What would be better, a megger, or the beast ?


----------



## Big John (May 23, 2010)

For guys who don't like to turn things off--AKA linemen--the beast would be better.

-John


----------



## dronai (Apr 11, 2011)

Big John said:


> For guys who don't like to turn things off--AKA linemen--the beast would be better.
> 
> -John


Problem with the megger, would be disconnecting all appliances, electronics, lamps, etc. I've been itching to try my new 500V one, but I don't want to hassle all of the above.

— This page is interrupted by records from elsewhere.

PR #17, opened 2018-07-20
Bypass Wikipedia API

jbgriesner:
Our intern elastic contains enough POI information to bypass the Wikipedia API.
If the request language belongs to the (comma separated string) list ES_WIKI_LANG, then we fetch this elastic, otherwise we request the Wikipedia API as we did before.

### DIFF
--- a/README.md
+++ b/README.md
@@ -24,7 +24,7 @@ To run the api you need to do:
 `pipenv install`
 
 and then
-`IDUNN_ES_URL=<url_to_elasticsearch> IDUNN_ES_WIKI_LANG=<comma_separated_languages> IDUNN_WIKI_ES=<url_to_WIKI_ES> pipenv run python app.py`
+`IDUNN_MIMIR_ES=<url_to_elasticsearch> IDUNN_WIKI_ES=<url_to_WIKI_ES> pipenv run python app.py`
 
 you can query the API on 5000:
 `curl localhost:5000/v1/pois/toto?lang=fr`
@@ -36,7 +36,7 @@ The configuration can be given from different ways:
  2. a yaml settings file can be given with an env var IDUNN_CONFIG_FILE
     (the default settings is still loaded and overriden)
  3. specific variable can be overriden with env var. They need to be given like "IDUNN_{var_name}={value}"
-    eg IDUNN_ES_URL=...
+    eg IDUNN_MIMIR_ES=...
 
 ## Testing
 
--- a/README.md
+++ b/README.md
@@ -24,7 +24,7 @@ To run the api you need to do:
 `pipenv install`
 
 and then
-`IDUNN_MIMIR_ES=<url_to_elasticsearch> IDUNN_WIKI_ES=<url_to_WIKI_ES> pipenv run python app.py`
+`IDUNN_MIMIR_ES=<url_to_MIMIR_ES> IDUNN_WIKI_ES=<url_to_WIKI_ES> pipenv run python app.py`
 
 you can query the API on 5000:
 `curl localhost:5000/v1/pois/toto?lang=fr`
--- a/README.md
+++ b/README.md
@@ -24,7 +24,7 @@ To run the api you need to do:
 `pipenv install`
 
 and then
-`IDUNN_ES_URL=<url_to_elasticsearch> pipenv run python app.py`
+`IDUNN_ES_URL=<url_to_elasticsearch> IDUNN_ES_WIKI_LANG=<comma_separated_languages> IDUNN_WIKI_ES=<url_to_WIKI_ES> pipenv run python app.py`
 
 you can query the API on 5000:
 `curl localhost:5000/v1/pois/toto?lang=fr`
--- a/idunn/blocks/wikipedia.py
+++ b/idunn/blocks/wikipedia.py
@@ -148,11 +148,8 @@ class WikidataConnector:
             return None
 
         wiki = resp[0]['_source']
-        return (
-            wiki.get("url"),
-            wiki.get("title"),
-            wiki.get("content")
-        )
+
+        return wiki
 
 class WikipediaBlock(BaseBlock):
     BLOCK_TYPE = "wikipedia"
@@ -178,9 +175,9 @@ class WikipediaBlock(BaseBlock):
                     wiki_poi_info = WikidataConnector.get_wiki_info(wikidata_id, lang, wiki_index)
                     if wiki_poi_info is not None:
                         return cls(
-                            url=wiki_poi_info[0],
-                            title=wiki_poi_info[1][0],
-                            description=wiki_poi_info[2],
+                            url=wiki_poi_info.get("url"),
+                            title=wiki_poi_info.get("title")[0],
+                            description=wiki_poi_info.get("content"),
                         )
                     else:
                         """
--- a/idunn/blocks/wikipedia.py
+++ b/idunn/blocks/wikipedia.py
@@ -4,6 +4,7 @@ from apistar import validators
 from .base import BaseBlock, BlocksValidator
 from requests.exceptions import HTTPError, RequestException, Timeout
 import pybreaker
+from elasticsearch import Elasticsearch
 
 class HTTPError40X(HTTPError):
     pass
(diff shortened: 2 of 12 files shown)


README.md
```diff
@@ -24,7 +24,7 @@ To run the api you need to do:
 `pipenv install`
 
 and then
-`IDUNN_ES_URL=<url_to_elasticsearch> pipenv run python app.py`
+`IDUNN_ES_URL=<url_to_elasticsearch> IDUNN_ES_WIKI_LANG=<comma_separated_languages> IDUNN_WIKI_ES=<url_to_WIKI_ES> pipenv run python app.py`
```
antoine-de: in the readme, it might be clearer to only add the the mandatory parameters, so you can bypass the `IDUNN_ES_WIKI_LANG`

idunn/blocks/wikipedia.py
```diff
@@ -100,6 +101,50 @@ def get_title_in_language(self, title, source_lang, dest_lang):
...
+                    }
+                }
+            }
+        ).get('hits', {}).get('hits', [])
+
+        if len(resp) == 0:
+            return None
+
+        wiki = resp[0]['_source']
+        return (wiki.get("url"), wiki.get("title"), wiki.get("content"))
```
antoine-de: I'm not a fan of returning complex tuples, I'd prefer an object

idunn/blocks/wikipedia.py
```diff
@@ -100,6 +101,50 @@ def get_title_in_language(self, title, source_lang, dest_lang):
 
         return None
 
+class Wikidata:
```
antoine-de: the class name seems too generic

idunn/blocks/wikipedia.py
```diff
@@ -111,6 +156,25 @@ class WikipediaBlock(BaseBlock):
...
+            if wiki_index is not None:
+                wiki_poi_info = Wikidata.get_wiki_info(wikidata_id, lang, wiki_index)
+                if wiki_poi_info is not None:
+                    return cls(
+                        url=wiki_poi_info[0],
+                        title=wiki_poi_info[1][0],
+                        description=wiki_poi_info[2],
+                    )
+                else:
+                    return None
```
antoine-de: I would be usefull to explain why we return here

and no need to nest it in a else since the other path returns too

idunn/utils/default_settings.yaml
```diff
@@ -1,10 +1,14 @@
...
+
 WIKI_USER_AGENT: 'Idunn' # Used in requests to external wiki* APIs
 
 DEFAULT_LANGUAGE: 'en' # Fallback when no 'lang' in request
 
 WIKI_API_CIRCUIT_TIMEOUT: 120
 
 WIKI_API_CIRCUIT_MAXFAIL: 50
+
+ES_WIKI_LANG: "de,en,es,fr,it"
```
antoine-de: can you add a comment here ?

tests/conftest.py
```diff
@@ -23,3 +23,50 @@ def es(docker_services):
...
+@pytest.fixture(scope='session')
+def wiki_es(docker_services):
+    """Ensure that ES is up and responsive."""
+    docker_services.start('wiki_es')
+    port = docker_services.wait_for_service("wiki_es", 9200)
+
+    url = f'http://{docker_services.docker_ip}:{port}'
+
+    for c in app.injector.components:
+        if isinstance(c, SettingsComponent):
```
antoine-de: maybe we should add a tests/utils.py with and abstraction to set some settings

tests/conftest.py
```diff
@@ -23,3 +23,50 @@ def es(docker_services):
...
+    return url
+
+
+@pytest.fixture(scope='session')
+def wiki_es_client(wiki_es):
+    return Elasticsearch([wiki_es])
+
+
+@pytest.fixture(scope="session")
+def init_indices(es_client, wiki_es_client):
```
antoine-de: now that we have another es_client it might be nice to rename `es_client` to `mimir_client` ?

tests/docker-compose.yml
```diff
@@ -4,4 +4,9 @@ services:
...
     image: elasticsearch:2-alpine
     ports:
-    - "9200"
\ No newline at end of file
+    - "9200"
+
+  wiki_es:
+    image: elasticsearch:2-alpine
+    ports:
+        - "9201:9200"
```
antoine-de: you shouldn't expose the port as it will makes it impossible to run more than one test instance

tests/test_wiki_ES.py
```diff
@@ -0,0 +1,71 @@
...
+
+@pytest.fixture(scope="session")
+def basket_ball(es_client):
+    """
+    fill elasticsearch with a fake POI of basket ball
+    """
+    return load_poi('basket_ball.json', es_client)
+
+@freeze_time("2018-06-14 8:30:00", tz_offset=2)
+def test_basket_ball(basket_ball, basket_ball_wiki_es):
```
antoine-de: nice test

it would be nice to add a bit more tests though:
* that if ES is not set we still call wikipedia api
* if ES has not the poi we do not call wikipedia
* if we don't have the lang we call wikipedia

idunn/blocks/wikipedia.py
```diff
@@ -100,6 +101,50 @@ def get_title_in_language(self, title, source_lang, dest_lang):
...
+            cls._es_lang = settings['ES_WIKI_LANG'].split(',')
+        if lang in cls._es_lang:
+            return "wikidata_{}".format(lang)
+        return None
+
+    @classmethod
+    def get_wiki_es(cls):
+        if cls._wiki_es is None:
+            from app import settings
+            cls._wiki_es = Elasticsearch(settings['WIKI_ES'])
```
antoine-de: I don't think WIKI_ES should be a mandatory peace of our architecture.

It's quite specific to qwant internal architecture and it would be sad if it made it impossible to use idunn outside qwant

jbgriesner: indeed,
done

tests/test_wiki_ES.py
jbgriesner: nice test ideas,
done

tests/docker-compose.yml
jbgriesner: done

tests/conftest.py
jbgriesner: done

tests/conftest.py
jbgriesner: done, but better can be probably done...

idunn/utils/default_settings.yaml

idunn/blocks/wikipedia.py

idunn/blocks/wikipedia.py
jbgriesner: done ( "WikidataConnector" )

README.md
jbgriesner: done

tests/test_wiki_ES.py
```diff
@@ -9,27 +9,95 @@
...
+             status=200,
+             json={"test": "test"})
+
+        for i in range(10):
+            response = client.get(
+                url=f'http://localhost/v1/pois/{basket_ball}?lang=fr',
+            )
+
+        assert len(rsps.calls) == 10
+    settings._settings['WIKI_ES'] = wiki_es_ip # put back the correct ip for next tests
```
antoine-de: this won"t be done if the test fail, use a pytest fixture to do this

tests/test_wiki_ES.py
```diff
@@ -9,27 +9,95 @@
...
+    with responses.RequestsMock(assert_all_requests_are_fired=False) as rsps:
+        rsps.add('GET',
+             re.compile('^https://.*\.wikipedia.org/'),
+             status=200)
+
+        response = client.get(
+                url=f'http://localhost/v1/pois/osm:way:7777777?lang=fr',
+        )
+
+        assert response.status_code == 200
```
antoine-de: can you check more of the response ?

what do you have there ? because mimir does not know it either no ?

idunn/blocks/wikipedia.py

tests/test_wiki_ES.py
```diff
@@ -9,27 +9,95 @@
...
+        for i in range(10):
+            response = client.get(
+                url=f'http://localhost/v1/pois/{basket_ball}?lang=fr',
+            )
+
+        assert len(rsps.calls) == 10
+    settings._settings['WIKI_ES'] = wiki_es_ip # put back the correct ip for next tests
+
+@freeze_time("2018-06-14 8:30:00", tz_offset=2)
+def test_POI_not_in_WIKI_ES(basket_ball, basket_ball_wiki_es):
```
antoine-de: why does it needs the basket_balls features ?

tests/test_wiki_ES.py
jbgriesner: indeed, done

tests/test_wiki_ES.py
jbgriesner: yep, done

tests/test_wiki_ES.py
jbgriesner: was useless, this is fixed

README.md
```diff
@@ -24,7 +24,7 @@ To run the api you need to do:
 `pipenv install`
 
 and then
-`IDUNN_ES_URL=<url_to_elasticsearch> pipenv run python app.py`
+`IDUNN_MIMIR_ES=<url_to_elasticsearch> IDUNN_WIKI_ES=<url_to_WIKI_ES> pipenv run python app.py`
```
antoine-de: I think `<url_to_elasticsearch>` is now a bit vague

I was thinking of using a space heater, and for increased load, adding a hair dryer. To test small CB's, and weak splices.


----------



## DiegoXJ (Jul 29, 2010)

I've seen this "Beast" poco used it to test a service we were troubleshooting. ran fine no problems. After reinstalling the meter and resetting the breakers we can blatantly hear some nice crackling coming from the splice up at the pole. So much for that thing.


----------



## Big John (May 23, 2010)

dronai said:


> Problem with the megger, would be disconnecting all appliances, electronics, lamps, etc. I've been itching to try my new 500V one, but I don't want to hassle all of the above...


Honestly, I would recommend both.

I really think a megger is invaluable. A dummy load just finds high-resistance series problems, a megger will find any variety of insulation failures.


> ...I was thinking of using a space heater, and for increased load, adding a hair dryer. To test small CB's, and weak splices.


I have a dummy load for battery bank testing I made exactly that way. Also good for circuit tracing if you put in a flasher relay.

-John


----------



## dronai (Apr 11, 2011)

Big John said:


> Honestly, I would recommend both.
> 
> I really think a megger is invaluable. A dummy load just finds high-resistance series problems, a megger will find any variety of insulation failures.I have a dummy load for battery bank testing I made exactly that way. *Also good for circuit tracing if you put in a flasher relay.*
> 
> -John


How would that work ^ ? I use a signal toner to trace out wires.


----------



## Big John (May 23, 2010)

dronai said:


> How would that work ^ ? I use a signal toner to trace out wires.


 Put an amp clamp on the circuit, look for the one with the regular current pulses. I've found it to be a lot more fool-proof than a tracer, but my tracer sucks.

-John


----------